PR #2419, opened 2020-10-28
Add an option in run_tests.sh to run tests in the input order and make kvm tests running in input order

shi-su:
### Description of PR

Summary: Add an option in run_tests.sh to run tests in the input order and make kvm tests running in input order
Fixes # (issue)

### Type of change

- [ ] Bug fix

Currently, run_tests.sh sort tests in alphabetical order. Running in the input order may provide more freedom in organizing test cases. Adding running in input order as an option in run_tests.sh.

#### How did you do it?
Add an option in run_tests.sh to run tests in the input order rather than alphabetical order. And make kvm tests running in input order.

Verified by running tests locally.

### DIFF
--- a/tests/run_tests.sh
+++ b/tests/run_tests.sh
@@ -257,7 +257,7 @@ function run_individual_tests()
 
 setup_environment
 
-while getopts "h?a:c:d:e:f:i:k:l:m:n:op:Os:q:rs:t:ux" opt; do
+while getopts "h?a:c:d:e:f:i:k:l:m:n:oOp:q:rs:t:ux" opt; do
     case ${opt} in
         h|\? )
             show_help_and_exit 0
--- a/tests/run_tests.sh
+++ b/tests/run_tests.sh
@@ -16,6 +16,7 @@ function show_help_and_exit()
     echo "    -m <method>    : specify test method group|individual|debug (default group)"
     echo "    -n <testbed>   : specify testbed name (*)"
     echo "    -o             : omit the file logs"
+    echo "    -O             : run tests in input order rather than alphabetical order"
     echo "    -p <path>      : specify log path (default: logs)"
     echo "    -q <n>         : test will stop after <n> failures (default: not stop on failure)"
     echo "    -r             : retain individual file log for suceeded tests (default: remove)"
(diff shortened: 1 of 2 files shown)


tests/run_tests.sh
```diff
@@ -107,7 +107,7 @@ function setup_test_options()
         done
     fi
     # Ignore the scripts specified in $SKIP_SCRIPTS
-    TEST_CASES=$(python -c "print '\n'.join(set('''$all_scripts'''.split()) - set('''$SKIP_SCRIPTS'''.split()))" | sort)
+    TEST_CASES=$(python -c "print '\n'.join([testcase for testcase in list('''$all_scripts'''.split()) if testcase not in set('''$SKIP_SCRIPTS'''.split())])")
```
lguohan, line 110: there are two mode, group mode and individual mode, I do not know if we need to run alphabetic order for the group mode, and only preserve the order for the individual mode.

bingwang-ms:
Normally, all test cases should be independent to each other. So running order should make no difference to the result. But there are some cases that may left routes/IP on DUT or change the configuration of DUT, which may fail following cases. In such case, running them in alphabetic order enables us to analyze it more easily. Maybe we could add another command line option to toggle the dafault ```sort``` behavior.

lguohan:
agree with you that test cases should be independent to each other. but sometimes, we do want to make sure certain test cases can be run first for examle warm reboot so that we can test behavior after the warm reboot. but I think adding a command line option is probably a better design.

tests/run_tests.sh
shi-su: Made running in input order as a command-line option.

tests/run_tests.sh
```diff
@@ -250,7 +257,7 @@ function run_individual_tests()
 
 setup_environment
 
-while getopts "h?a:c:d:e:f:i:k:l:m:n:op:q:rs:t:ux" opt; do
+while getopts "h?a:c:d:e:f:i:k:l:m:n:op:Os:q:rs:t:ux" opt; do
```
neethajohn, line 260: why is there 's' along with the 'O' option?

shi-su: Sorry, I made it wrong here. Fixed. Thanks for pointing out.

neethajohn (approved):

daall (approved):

========================================

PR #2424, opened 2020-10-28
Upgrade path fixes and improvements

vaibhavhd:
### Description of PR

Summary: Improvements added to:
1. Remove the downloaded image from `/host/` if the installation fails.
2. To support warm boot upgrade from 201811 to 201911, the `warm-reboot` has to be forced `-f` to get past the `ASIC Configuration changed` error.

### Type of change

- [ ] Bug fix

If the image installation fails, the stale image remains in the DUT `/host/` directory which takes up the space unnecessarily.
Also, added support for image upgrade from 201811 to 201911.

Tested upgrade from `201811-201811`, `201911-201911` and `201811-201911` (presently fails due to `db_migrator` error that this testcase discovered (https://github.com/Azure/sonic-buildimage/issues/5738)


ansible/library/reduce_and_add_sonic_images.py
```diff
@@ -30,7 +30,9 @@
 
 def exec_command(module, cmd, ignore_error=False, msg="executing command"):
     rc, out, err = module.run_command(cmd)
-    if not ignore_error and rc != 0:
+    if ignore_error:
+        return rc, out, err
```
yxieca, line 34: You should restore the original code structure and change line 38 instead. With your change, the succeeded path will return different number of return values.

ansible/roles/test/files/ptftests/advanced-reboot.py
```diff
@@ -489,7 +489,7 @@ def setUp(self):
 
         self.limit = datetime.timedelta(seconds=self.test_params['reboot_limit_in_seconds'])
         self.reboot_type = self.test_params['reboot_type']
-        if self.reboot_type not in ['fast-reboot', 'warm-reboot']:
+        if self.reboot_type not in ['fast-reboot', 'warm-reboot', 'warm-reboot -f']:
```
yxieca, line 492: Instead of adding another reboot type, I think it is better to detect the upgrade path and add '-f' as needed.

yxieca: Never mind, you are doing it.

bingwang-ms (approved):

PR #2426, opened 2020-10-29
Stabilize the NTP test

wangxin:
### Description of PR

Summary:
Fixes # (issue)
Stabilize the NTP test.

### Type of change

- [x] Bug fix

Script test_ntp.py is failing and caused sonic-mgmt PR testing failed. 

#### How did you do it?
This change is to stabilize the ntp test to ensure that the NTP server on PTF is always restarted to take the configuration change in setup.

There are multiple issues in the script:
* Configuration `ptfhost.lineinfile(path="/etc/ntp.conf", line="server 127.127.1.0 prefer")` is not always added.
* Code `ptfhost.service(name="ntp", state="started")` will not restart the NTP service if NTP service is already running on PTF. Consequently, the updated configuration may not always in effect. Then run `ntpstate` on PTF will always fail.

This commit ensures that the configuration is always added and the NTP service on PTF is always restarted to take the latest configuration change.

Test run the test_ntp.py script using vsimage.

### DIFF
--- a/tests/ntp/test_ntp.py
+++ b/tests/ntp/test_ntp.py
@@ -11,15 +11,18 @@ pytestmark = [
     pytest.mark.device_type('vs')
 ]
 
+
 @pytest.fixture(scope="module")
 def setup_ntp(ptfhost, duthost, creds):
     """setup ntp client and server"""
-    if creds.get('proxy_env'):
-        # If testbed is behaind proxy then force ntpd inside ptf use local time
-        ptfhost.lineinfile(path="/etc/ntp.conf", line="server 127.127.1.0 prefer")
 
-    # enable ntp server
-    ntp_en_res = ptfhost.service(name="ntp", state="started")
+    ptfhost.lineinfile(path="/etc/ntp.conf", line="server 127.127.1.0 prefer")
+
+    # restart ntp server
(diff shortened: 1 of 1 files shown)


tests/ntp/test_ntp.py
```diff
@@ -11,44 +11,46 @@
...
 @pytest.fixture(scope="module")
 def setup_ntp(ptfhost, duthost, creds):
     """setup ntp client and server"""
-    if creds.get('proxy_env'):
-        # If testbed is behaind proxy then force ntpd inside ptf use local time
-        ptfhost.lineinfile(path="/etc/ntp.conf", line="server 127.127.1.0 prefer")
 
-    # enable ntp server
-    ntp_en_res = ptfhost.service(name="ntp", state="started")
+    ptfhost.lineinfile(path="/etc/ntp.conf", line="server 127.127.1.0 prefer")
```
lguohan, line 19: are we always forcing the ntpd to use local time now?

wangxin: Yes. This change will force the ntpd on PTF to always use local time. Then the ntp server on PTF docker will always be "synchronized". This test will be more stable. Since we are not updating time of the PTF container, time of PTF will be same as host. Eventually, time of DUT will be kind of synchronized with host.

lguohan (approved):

========================================

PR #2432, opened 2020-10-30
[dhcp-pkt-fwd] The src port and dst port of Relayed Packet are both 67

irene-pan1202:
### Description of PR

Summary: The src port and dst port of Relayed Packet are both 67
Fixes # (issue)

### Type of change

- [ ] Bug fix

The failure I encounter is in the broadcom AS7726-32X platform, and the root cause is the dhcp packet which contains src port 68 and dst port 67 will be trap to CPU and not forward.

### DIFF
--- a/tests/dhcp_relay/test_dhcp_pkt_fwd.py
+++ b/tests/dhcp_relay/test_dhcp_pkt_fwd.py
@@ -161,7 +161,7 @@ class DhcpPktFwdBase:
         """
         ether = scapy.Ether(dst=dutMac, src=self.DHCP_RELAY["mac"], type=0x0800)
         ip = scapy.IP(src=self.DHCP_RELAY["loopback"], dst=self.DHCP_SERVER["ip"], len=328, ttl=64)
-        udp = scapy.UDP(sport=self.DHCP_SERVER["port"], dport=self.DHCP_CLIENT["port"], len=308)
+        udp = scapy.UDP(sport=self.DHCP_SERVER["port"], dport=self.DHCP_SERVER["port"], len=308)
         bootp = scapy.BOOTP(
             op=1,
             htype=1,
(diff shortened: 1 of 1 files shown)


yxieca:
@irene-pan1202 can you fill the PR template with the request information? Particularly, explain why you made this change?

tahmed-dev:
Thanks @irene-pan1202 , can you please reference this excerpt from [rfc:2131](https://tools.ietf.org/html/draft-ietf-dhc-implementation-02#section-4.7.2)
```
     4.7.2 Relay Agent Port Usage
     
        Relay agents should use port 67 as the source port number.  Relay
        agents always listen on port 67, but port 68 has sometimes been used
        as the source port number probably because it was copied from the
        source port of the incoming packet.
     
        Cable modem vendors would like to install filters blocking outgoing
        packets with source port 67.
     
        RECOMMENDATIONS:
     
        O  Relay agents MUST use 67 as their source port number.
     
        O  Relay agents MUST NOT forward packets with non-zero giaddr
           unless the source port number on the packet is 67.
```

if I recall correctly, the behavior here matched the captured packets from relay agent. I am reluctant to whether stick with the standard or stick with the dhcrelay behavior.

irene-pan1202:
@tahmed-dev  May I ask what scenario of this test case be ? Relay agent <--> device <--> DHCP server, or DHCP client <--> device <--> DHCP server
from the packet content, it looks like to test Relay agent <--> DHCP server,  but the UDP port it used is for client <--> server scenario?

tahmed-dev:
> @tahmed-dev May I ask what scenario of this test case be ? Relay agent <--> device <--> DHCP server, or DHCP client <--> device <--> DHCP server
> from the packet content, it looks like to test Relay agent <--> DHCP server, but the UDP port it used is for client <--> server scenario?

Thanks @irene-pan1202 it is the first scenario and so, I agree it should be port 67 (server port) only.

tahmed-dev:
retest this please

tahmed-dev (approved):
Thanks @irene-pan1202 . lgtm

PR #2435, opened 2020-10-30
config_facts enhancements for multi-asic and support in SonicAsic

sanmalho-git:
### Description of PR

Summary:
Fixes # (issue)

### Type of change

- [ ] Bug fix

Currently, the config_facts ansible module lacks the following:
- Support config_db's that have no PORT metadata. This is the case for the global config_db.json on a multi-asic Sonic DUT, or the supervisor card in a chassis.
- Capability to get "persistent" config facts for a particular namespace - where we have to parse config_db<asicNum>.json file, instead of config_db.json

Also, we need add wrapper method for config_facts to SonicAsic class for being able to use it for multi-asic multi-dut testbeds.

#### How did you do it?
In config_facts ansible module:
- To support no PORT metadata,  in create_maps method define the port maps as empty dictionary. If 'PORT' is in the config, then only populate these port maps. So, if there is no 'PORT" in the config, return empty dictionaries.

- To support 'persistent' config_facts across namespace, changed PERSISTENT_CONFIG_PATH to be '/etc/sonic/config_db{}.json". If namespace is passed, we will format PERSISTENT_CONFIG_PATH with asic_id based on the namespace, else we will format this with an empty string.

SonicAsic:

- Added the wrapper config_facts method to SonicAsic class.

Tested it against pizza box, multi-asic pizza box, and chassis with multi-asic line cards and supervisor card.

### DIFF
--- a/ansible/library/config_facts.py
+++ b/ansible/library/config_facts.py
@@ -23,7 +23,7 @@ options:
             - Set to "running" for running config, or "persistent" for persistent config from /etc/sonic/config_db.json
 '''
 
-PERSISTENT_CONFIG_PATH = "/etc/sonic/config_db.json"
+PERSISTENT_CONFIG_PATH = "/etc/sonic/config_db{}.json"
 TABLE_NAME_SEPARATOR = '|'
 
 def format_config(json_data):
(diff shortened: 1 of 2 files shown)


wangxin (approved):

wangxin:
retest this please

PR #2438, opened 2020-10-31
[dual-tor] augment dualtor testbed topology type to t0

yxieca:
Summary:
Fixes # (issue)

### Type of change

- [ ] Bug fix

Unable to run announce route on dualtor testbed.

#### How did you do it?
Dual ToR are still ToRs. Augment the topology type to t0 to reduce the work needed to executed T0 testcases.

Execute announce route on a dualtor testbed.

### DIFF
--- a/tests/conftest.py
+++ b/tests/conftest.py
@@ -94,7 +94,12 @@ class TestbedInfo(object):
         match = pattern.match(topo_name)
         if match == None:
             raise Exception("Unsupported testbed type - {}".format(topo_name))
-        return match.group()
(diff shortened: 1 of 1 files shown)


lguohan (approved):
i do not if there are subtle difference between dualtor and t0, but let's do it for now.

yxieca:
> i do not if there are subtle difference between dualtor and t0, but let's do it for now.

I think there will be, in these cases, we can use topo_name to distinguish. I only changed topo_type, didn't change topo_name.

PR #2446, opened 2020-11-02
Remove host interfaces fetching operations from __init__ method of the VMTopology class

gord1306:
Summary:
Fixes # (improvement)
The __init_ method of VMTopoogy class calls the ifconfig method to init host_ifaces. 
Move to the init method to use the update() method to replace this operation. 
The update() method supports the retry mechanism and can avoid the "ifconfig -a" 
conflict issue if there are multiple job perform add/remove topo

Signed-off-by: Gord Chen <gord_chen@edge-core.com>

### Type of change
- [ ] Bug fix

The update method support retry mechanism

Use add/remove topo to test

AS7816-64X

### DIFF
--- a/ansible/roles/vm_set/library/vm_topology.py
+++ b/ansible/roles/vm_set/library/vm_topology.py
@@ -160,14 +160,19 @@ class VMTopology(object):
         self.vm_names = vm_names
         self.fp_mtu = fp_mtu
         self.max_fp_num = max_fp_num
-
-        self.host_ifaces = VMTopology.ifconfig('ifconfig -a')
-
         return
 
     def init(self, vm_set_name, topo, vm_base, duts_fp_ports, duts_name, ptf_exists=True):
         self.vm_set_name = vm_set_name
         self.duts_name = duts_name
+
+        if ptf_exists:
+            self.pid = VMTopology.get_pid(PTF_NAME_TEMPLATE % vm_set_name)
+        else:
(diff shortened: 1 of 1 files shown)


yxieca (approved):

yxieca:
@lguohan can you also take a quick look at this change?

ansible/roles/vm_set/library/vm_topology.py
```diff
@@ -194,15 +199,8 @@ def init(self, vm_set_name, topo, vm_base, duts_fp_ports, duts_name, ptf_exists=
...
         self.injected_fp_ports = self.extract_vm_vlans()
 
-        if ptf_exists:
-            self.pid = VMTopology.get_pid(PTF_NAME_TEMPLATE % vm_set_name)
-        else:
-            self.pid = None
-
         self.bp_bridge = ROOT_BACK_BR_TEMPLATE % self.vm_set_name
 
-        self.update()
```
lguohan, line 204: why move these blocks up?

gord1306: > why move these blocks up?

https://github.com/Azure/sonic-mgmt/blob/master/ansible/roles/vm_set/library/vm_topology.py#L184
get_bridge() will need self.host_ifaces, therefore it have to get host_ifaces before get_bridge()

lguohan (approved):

========================================

PROBLEM TO WORK ON >> Using the data above, extract exactly the lines from the one that holds "PR #2419, opened 2020-10-28" to the one that holds "specify log path", both ends included, and no others.

EXERCISE SOLUTION >>
PR #2419, opened 2020-10-28
Add an option in run_tests.sh to run tests in the input order and make kvm tests running in input order

shi-su:
### Description of PR

Summary: Add an option in run_tests.sh to run tests in the input order and make kvm tests running in input order
Fixes # (issue)

### Type of change

- [ ] Bug fix

Currently, run_tests.sh sort tests in alphabetical order. Running in the input order may provide more freedom in organizing test cases. Adding running in input order as an option in run_tests.sh.

#### How did you do it?
Add an option in run_tests.sh to run tests in the input order rather than alphabetical order. And make kvm tests running in input order.

Verified by running tests locally.

### DIFF
--- a/tests/run_tests.sh
+++ b/tests/run_tests.sh
@@ -257,7 +257,7 @@ function run_individual_tests()
 
 setup_environment
 
-while getopts "h?a:c:d:e:f:i:k:l:m:n:op:Os:q:rs:t:ux" opt; do
+while getopts "h?a:c:d:e:f:i:k:l:m:n:oOp:q:rs:t:ux" opt; do
     case ${opt} in
         h|\? )
             show_help_and_exit 0
--- a/tests/run_tests.sh
+++ b/tests/run_tests.sh
@@ -16,6 +16,7 @@ function show_help_and_exit()
     echo "    -m <method>    : specify test method group|individual|debug (default group)"
     echo "    -n <testbed>   : specify testbed name (*)"
     echo "    -o             : omit the file logs"
+    echo "    -O             : run tests in input order rather than alphabetical order"
     echo "    -p <path>      : specify log path (default: logs)"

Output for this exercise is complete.